Drame de la misère humaine
Tapi dans le bois, le voici dans la nuit comme une bête traquée. au moindre bruit, son
coeur bondissait. Ses compagnons se sont tous envolés comme moineaux affolés.
Comme un damné il errait sur cette terre inconnue, où tout lui était hostile.

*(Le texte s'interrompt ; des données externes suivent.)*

Issue #3004, opened 2023-03-13
Stack trace points to incorrect file on error


DanHulton:
### Describe the bug

When running tests that encounter an error in a required file, the generated trace does not point to the correct file.

Expected:

```
ReferenceError: boop is not defined
 ❯ test/main.test.js:5:12
 > src/main.js:2:9
      1| export function testFunc(x) {
      2|   return boop(x);
       |          ^
      3| }
```

Actual:

```
ReferenceError: boop is not defined
 ❯ Module.testFunc ../../../../../src/main.js:2:3
 ❯ test/main.test.js:5:12
      3| describe('Main test', () => {
      4|   it('should blow up here', () => {
      5|     expect(testFunc(5)).toBe(10);
       |            ^
      6|   });
      7| });
```

### Reproduction

1) Check out https://github.com/DanHulton/vitest-stack-sourcemap-repro
2) `yarn install`
3) `yarn test`

### System Info

```shell
System:
    OS: macOS 13.2.1
    CPU: (8) x64 Apple M1 Pro
    Memory: 19.44 MB / 32.00 GB
    Shell: 3.5.1 - /usr/local/bin/fish
  Binaries:
    Node: 17.3.0 - /usr/local/bin/node
    Yarn: 3.3.1 - /usr/local/bin/yarn
    npm: 8.16.0 - /usr/local/bin/npm
  Browsers:
    Chrome: 110.0.5481.177
    Firefox: 109.0
    Safari: 16.3
  npmPackages:
    vite: latest => 4.1.4
    vitest: latest => 0.29.2
```

### Used Package Manager

yarn

### Validations

- [X] Follow our [Code of Conduct](https://github.com/vitest-dev/vitest/blob/main/CODE_OF_CONDUCT.md)
- [X] Read the [Contributing Guidelines](https://github.com/vitest-dev/vitest/blob/main/CONTRIBUTING.md).
- [X] Read the [docs](https://vitest.dev/guide/).
- [X] Check that there isn't [already an issue](https://github.com/vitest-dev/vitest/issues) that reports the same bug to avoid creating a duplicate.
- [X] Check that this is a concrete bug. For Q&A open a [GitHub Discussion](https://github.com/vitest-dev/vitest/discussions) or join our [Discord Chat Server](https://chat.vitest.dev).
- [X] The provided reproduction is a [minimal reproducible example](https://stackoverflow.com/help/minimal-reproducible-example) of the bug.

obadakhalili:
[...]

PR #3115, opened 2023-04-01
fix: stack trace point to incorrect file (#3004)

ChenKS12138:
# Motivation

- Fixes https://github.com/vitest-dev/vitest/issues/3004

# Test Result

## Before Fix

image

## After Fix

image

### DIFF
--- a/packages/vite-node/src/server.ts
+++ b/packages/vite-node/src/server.ts
@@ -192,7 +192,9 @@ export class ViteNodeServer {
   }
 
   protected async processTransformResult(result: TransformResult) {
-    return withInlineSourcemap(result)
+    return withInlineSourcemap(result, {
+      root: this.server.config.root,
+    })
   }
 
   private async _transformRequest(id: string, customTransformMode?: 'web' | 'ssr') {
--- a/packages/vite-node/src/source-map.ts
+++ b/packages/vite-node/src/source-map.ts
@@ -1,6 +1,7 @@
 import type { TransformResult } from 'vite'
 import type { EncodedSourceMap } from '@jridgewell/trace-mapping'
 import { install } from './source-map-handler'
+import { toFilePath } from './utils'
 
 interface InstallSourceMapSupportOptions {
   getSourceMap: (source: string) => EncodedSourceMap | null | undefined
@@ -13,12 +14,21 @@ const VITE_NODE_SOURCEMAPPING_SOURCE = '//# sourceMappingSource=vite-node'
 const VITE_NODE_SOURCEMAPPING_URL = `${SOURCEMAPPING_URL}=data:application/json;charset=utf-8`
 const VITE_NODE_SOURCEMAPPING_REGEXP = new RegExp(`//# ${VITE_NODE_SOURCEMAPPING_URL};base64,(.+)`)
 
-export function withInlineSourcemap(result: TransformResult) {
+export function withInlineSourcemap(result: TransformResult, options: {
+  root: string // project root path of this resource
+}) {
   const map = result.map
   let code = result.code
 
   if (!map || code.includes(VITE_NODE_SOURCEMAPPING_SOURCE))
     return result
+
+  // sources path from `ViteDevServer` may be not a valid filesystem path (eg. /src/main.js),
+  // so we try to convert them to valid filesystem path
+  map.sources = map.sources.map((one) => {
+    const { exists, path } = toFilePath(one, options.root)
+    return exists ? path : one
+  })
 
   // to reduce the payload size, we only inline vite node source map, because it's also the only one we use
   const OTHER_SOURCE_MAP_REGEXP = new RegExp(`//# ${SOURCEMAPPING_URL}=data:application/json[^,]+base64,(.+)`, 'g')
--- a/packages/vite-node/src/source-map.ts
+++ b/packages/vite-node/src/source-map.ts
@@ -25,9 +25,11 @@ export function withInlineSourcemap(result: TransformResult, options: {
 
   // sources path from `ViteDevServer` may be not a valid filesystem path (eg. /src/main.js),
   // so we try to convert them to valid filesystem path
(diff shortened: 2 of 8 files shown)


sheremet-va:
Stack should already be correct at this stage when we process the error.

ChenKS12138:
> Stack should already be correct at this stage when we process the error.

It this means that `error` which is the params of function `printError` should be corrected before calling function `parseErrorStacktrace`?

Making `stackStr` to be something like  `Module.testFunc (/home/cattchen/codes/github.com/DanHulton/vitest-stack-sourcemap-repro/src/main.js:2:3)`  or  `Module.testFunc (src/main.js:2:3)` , instead of `Module.testFunc (/src/main.js:2:3)`

image

sheremet-va:
> > Stack should already be correct at this stage when we process the error.
> 
> It this means that `error` which is the params of function `printError` should be corrected before calling function `parseErrorStacktrace`?
> 
> Making `stackStr` to be something like `Module.testFunc (/home/cattchen/codes/github.com/DanHulton/vitest-stack-sourcemap-repro/src/main.js:2:3)` or `Module.testFunc (src/main.js:2:3)` , instead of `Module.testFunc (/src/main.js:2:3)`
> 
> image
> 
> # UPDATE:
> It seems that stack has already to be correct at this stage when we process the error in somehow. `/src/main.js` is a valid path for `vite`, but not valid for `node:fs`, it depends on the point of view.
> 
> And We could barely change the `[[FunctionLocation]]` of a variable, which is used to create error stackframe.
> 
> image

Vitest gives full path to modules when processing files, so it should be a fullpath already. If it isn’t, then something is broken sonewhera. This error object is given to other custom reporters, so it should have correct stack trace before that.

ChenKS12138:
> > > Stack should already be correct at this stage when we process the error.
> > 
> > 
> > It this means that `error` which is the params of function `printError` should be corrected before calling function `parseErrorStacktrace`?
> > Making `stackStr` to be something like `Module.testFunc (/home/cattchen/codes/github.com/DanHulton/vitest-stack-sourcemap-repro/src/main.js:2:3)` or `Module.testFunc (src/main.js:2:3)` , instead of `Module.testFunc (/src/main.js:2:3)`
> > image
> > # UPDATE:
> > It seems that stack has already to be correct at this stage when we process the error in somehow. `/src/main.js` is a valid path for `vite`, but not valid for `node:fs`, it depends on the point of view.
> > And We could barely change the `[[FunctionLocation]]` of a variable, which is used to create error stackframe.
> > image
> 
> Vitest gives full path to modules when processing files, so it should be a fullpath already. If it isn’t, then something is broken sonewhera. This error object is given to other custom reporters, so it should have correct stack trace before we print it.

Thanks for your tips! And it seems that function `originalPositionFor` returns the wrong `source`, and it finally leads to prepare wrong data to `Error.prepareStackTrace`.

6f28add6891676a6fdff800adacf11f

packages/vite-node/src/source-map-handler.ts
```diff
@@ -192,8 +192,10 @@ function mapSourcePosition(position: OriginalMapping) {
     // better to give a precise location in the compiled file than a vague
     // location in the original file.
     if (originalPosition.source !== null) {
+      // `originalPositionFor` do not return the expected file source. So use `position.source`
+      // instead of `originalPosition.source`
       originalPosition.source = supportRelativeURL(
-        sourceMap.url, originalPosition.source)
+        sourceMap.url, position.source)
```
sheremet-va, line 198: Doesn't look like this is the fix. `originalPositionFor` should return the correct position. Is something wrong with the map?

sheremet-va (changes requested):

packages/vite-node/src/source-map-handler.ts
ChenKS12138: 1. function `originalPositionFor` works well, but the arguemnt `sourceMap.map` is broken, thus `originalPositionFor ` doesn't return the correct position. It seems that `ViteDevServer` doesn't return the `sources` in absolute path (`/home/cattchen/codes/github.com/DanHulton/vitest-stack-sourcemap-repro/src/main.js` is expected, but finally got `/src/main.js`). I suppose that it's better to use `position.source` than `originalPosition.source`

image

image

2. `sourceMap.url` and `supportRelativeURL` seems work well.

sheremet-va: Let's patch map's `sources` in `packages/vite-node/src/server.ts:195` then. I think `toFilePath` should return the correct path.

ChenKS12138: Thanks for your suggestions! It seems to work well.

image

image

sheremet-va:
Can you add a test case that fails without this patch, but succeeds when the patch is applied?

sheremet-va:
> I have added a test case, and checkout to commits includes `before patch`([d37fa3c](https://github.com/vitest-dev/vitest/commit/d37fa3c75a341db7d135da1d1da9cee7ed9c65b4)) and `after patch`([35a6ef4](https://github.com/vitest-dev/vitest/commit/35a6ef46abd4216efcb2ad024c38676f087be042)) to run test, it works well.
> 
> ```shell
> pnpm build && git rev-parse HEAD && pnpm --filter='./test/vite-node' run test
> ```
> 
> 929eaab2dd80fef1f7094f7c2371f87
> 
> fba969bd40ca31917fa3929a087152a

Yes, but this test doesn’t really test the behavior. Can you add a test where it fails and prints correct stack trace? You can create these conditions in test/stacktrace.

ChenKS12138:
Oh, I see. I have added a new test case in `test/stacktrace`, and it works.

```shell
pnpm build && git rev-parse HEAD && pnpm --filter='./test/stacktraces' run test
```

b8fcc19d7c01430276bf18010974572

1584c99ddcdbc99a78877b1132a63f3

sheremet-va:
Thank you for fixing this!

Issue #2139, opened 2022-10-11
Add `aggregate_failures` option


sheremet-va:
### Clear and concise description of the problem

I think it might be useful to allow aggregating failures inside a single test block.

### Suggested solution

RSpec, Ruby testing tool, has an interesting API called `"aggregate_failures"`. It allows users to group expectations inside a single test instead of aborting the test after the first `expect`. From the [docs](https://relishapp.com/rspec/rspec-core/docs/expectation-framework-integration/aggregating-failures):

> RSpec::Expectations provides [aggregate_failures](https://relishapp.com/rspec/rspec-expectations/docs/aggregating-failures), an API that allows you to group a set of expectations and see all the failures at once, rather than it aborting on the first failure.

> The metadata form is quite convenient, but may not work well for end-to-end tests that have multiple distinct steps. For example, consider a spec for an HTTP client workflow that (1) makes a request, (2) expects a redirect, (3) follows the redirect, and (4) expects a particular response. You probably want the expect(response.status).to be_between(300, 399) expectation to immediately abort if it fails, because you can't perform the next step (following the redirect) if that is not satisfied. For these situations, we encourage you to use the aggregate_failures block form to wrap each set of expectations that represents a distinct step in the test workflow.

This API can also be useful for displaying errors in [type checking context](https://github.com/vitest-dev/vitest/issues/1954), since it's possible to have several type errors inside a single test. Also docs give a lot of scenarios, where this behaviour is useful.

The proposed API is:

```ts
test('name', () => {
  expect(1).toBe(2)
  expect('a').toBe('b')
}, { aggregateFailures: true }) // false by default
```

### Additional context

This API cannot work with 3rd party assertions, since they throw error, different from chai, and cannot be prevented.

### Validations

- [X] Follow our [Code of Conduct](https://github.com/vitest-dev/vitest/blob/main/CODE_OF_CONDUCT.md)
- [X] Read the [Contributing Guidelines](https://github.com/vitest-dev/vitest/blob/main/CONTRIBUTING.md).
- [X] Read the [docs](https://vitest.dev/guide/).
- [X] Check that there isn't already an issue that request the same feature to avoid creating a duplicate.

sheremet-va:
Superseded by https://github.com/vitest-dev/vitest/issues/3435

PR #3116, opened 2023-04-01
feat(snapshot): introduce `toMatchFileSnapshot` and auto queuing expect promise

antfu:
For now, both normal snapshot and inline snapshot save the content as a string in JS, which sometimes can be hard to read without syntax highlighting, and with some escape, we need to insert.

`toMatchFileSnapshot` allows storing one snapshot in an explicit file. Which can enable syntax highlighting and language server from the IDE (e.g. you are snapshotting JS codegen, the editor could help you capture syntax errors in your snapshot).

This also supports some colocated test structures, for example `input.txt` and `output.txt` files in each folder.


sheremet-va:
I do like the idea, but I am concerned that it's async. This is the only async matcher that we will have, which will definitely cause confusion and false positive tests. Especially since other snapshot matchers are sync and they also do writing/reading stuff. Some people forget `async` when using `expect().rejects()`... Do you think we can make it sync somehow? For example, we can queue these matchers and do the check when the test function is finished running? Maybe alternatively we can provide the API on a different object? Like `expect.async(file).toMatch...`.

antfu:
Yeah that's what I am worrying about as well. The reason we could make normal snapshot sync is that we know where the snapshot is from the file name and we read it async before the test runs. For here, since the snapshot file path is non-deterministic, we could not pre-read the file. If we queue the async options it could work, but then the `expect` will be non-blocking (and maybe it's not that bad?).

For node, we could use `fs.readFileSync` to make it work, but that will be non-compactible to the browser runner.

Talking about non-blocking, with the similar intention of https://github.com/vitest-dev/vitest/pull/2210, maybe we could have `expect.queued.something()` where we collect the input and execute them with `Promise.allSettled` at the end of the test, which then we could naturally support async and making it explicit that they are non-blocking?

sheremet-va:
> Talking about non-blocking, with the similar intention of #2210, maybe we could have `expect.queued.something()` where we collect the input and execute them with `Promise.allSettled` at the end of the test, which then we could naturally support async and making it explicit that they are non-blocking?

I was thinking about `expect.soft` API like Playwright has: https://playwright.dev/docs/test-assertions#soft-assertions (this would also close #2139)

We can have `toMatchFileSnapshot` exclusively there for now, and extend it to other assertions later (or in the same PR, why not)

antfu:
After a second thought, I do think `.soft` is a good idea that we could have. But having `toMatchFileSnapshot` exclusively on it seems a bit overkill to me, as async is not that unacceptable, and sometimes ppl should have the choice to make it blocking. We also have https://vitest.dev/api/expect.html#resolves which requires(or better to be) await.

So I would prefer to have this feature as-is, and then introduce `.soft` as another feature.

sheremet-va:
> We also have [vitest.dev/api/expect.html#resolves](https://vitest.dev/api/expect.html#resolves) which requires(or better to be) await.
> 
> So I would prefer to have this feature as-is, and then introduce `.soft` as another feature.

Literally, 10 minutes ago someone in the Discord chat had a bug because they forgot to add `await` to it. This will be a big problem if we keep it on `expect`.

sheremet-va:
> Added a mechanism to collect hanging promises and resolve them before the test finished. This should also help the issue of `.resolves` and `.rejects`. So that users could explicitly await to make them blocking, or omit to make them soft.

Not sure how this will help? Vitest now just swallows errors there, no? I don't see any errors being set, and `allSettled` never throws 🤔 Maybe you can add a failing test for this?

antfu:
Yeah, my mistake, I thought `allSettled` would throw automatically. Tests added and now it should work as expected

sheremet-va (approved):

PR #3123, opened 2023-04-03
docs: update extend matcher

bodinsamuel:
Hey team,

- I'm not sure if it was outdated or something else, but the method shown wasn't working. After trying many things, I actually found someone doing that elsewhere on Github.

- A typo on below


sheremet-va:
I think it didn't work because there is no `export {}`, so TypeScript cannot identify it as a module. But your solution seems better.

PR #3137, opened 2023-04-05
build: ui copying to be part of browser's vite build

AriPerkkio:
When using browser feature in local development with `pnpm dev`, the browser package's `pnpm copy` is not run at all. UI in browser is a blank white page as `packages/ui` has not been copied there. 

This PR adds ui copying to be part of `pnpm dev` workflow. It also makes sure monorepo's `pnpm build` command runs `packages/browser` as last step to make sure `packages/ui` has been completely built before copying it. 

Tested manually using locally linked package + `test/browser`.


package.json
```diff
@@ -7,7 +7,7 @@
   "description": "A blazing fast unit test framework powered by Vite",
   "scripts": {
     "ci": "ni && nr typecheck && nr lint && nr build && nr test:all",
-    "build": "pnpm -r --filter='./packages/**' run build && pnpm -C ./packages/browser run copy",
+    "build": "pnpm -r --filter='./packages/**' --filter !browser run build && pnpm --filter browser run build",
```
sheremet-va, line 10: It's already the last one, because it has a UI in dependencies, so this should not be needed

sheremet-va (changes requested):

package.json
AriPerkkio: Great, I'll remove this second step. So it's `pnpm` who knows that `packages/browser` needs to wait for `packages/ui` to finish?

sheremet-va: Yes, it is ordered automatically based on what depends on what

sheremet-va:
While we are here, I noticed some dependencies in the browser should be moved to "dev". From `@vitest/runner` we only need types, so it can be moved. `rollup-plugin-node-polyfills`, `local-pkg`, and `mlly` are not used at all. Can we remove them in this PR, or should we split it?

AriPerkkio:
Let's include it in this PR. I'll go through browser package's dependencies and check how they are used.

sheremet-va:
> @sheremet-va if browser package runs before ui package the browser `dist/client/__vitest__` folder will be empty (I can test this PR on my Windows laptop, current version always build browser before ui package on my local builds).

Please, read the previous conversation: https://github.com/vitest-dev/vitest/pull/3137#discussion_r1158132985

`browser` is always built after the `ui`.

AriPerkkio:
> runs before ui package the browser `dist/client/__vitest__` folder will be empty

There is also a check for this in browser package's build. This will trigger if `packages/browser` is somehow built before `packages/ui`, or that in local environment the developer tries to manually build only the `packages/browser`.

https://github.com/vitest-dev/vitest/blob/b9d6b7ef1cf7292a5bf21fc287687d9306ec3af1/packages/browser/src/client/vite.config.ts#L23-L28

sheremet-va (approved):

Brisé par la fatigue et la peur, il tremblait de froid et de faim. Ses muscles étaient crispés et un poignard était enfoncé dans son coeur.... Ses pieds le brûlaient....
Un cri de terreur silencieux emplissait l'ombre amère.
Il voulait devenir un homme, selon la tradition de son pays, et il se retrouvait plus bas qu'un enfant, dépourvu de tout. Il ne rêvait que partir, comme ses frères, comme ses amis.... Chaque année, les jeunes de son village se jetaient dans le voyage comme des papillons affolés par la lumière d'une lampe, affrontant tous les dangers où leur vie se brisait souvent...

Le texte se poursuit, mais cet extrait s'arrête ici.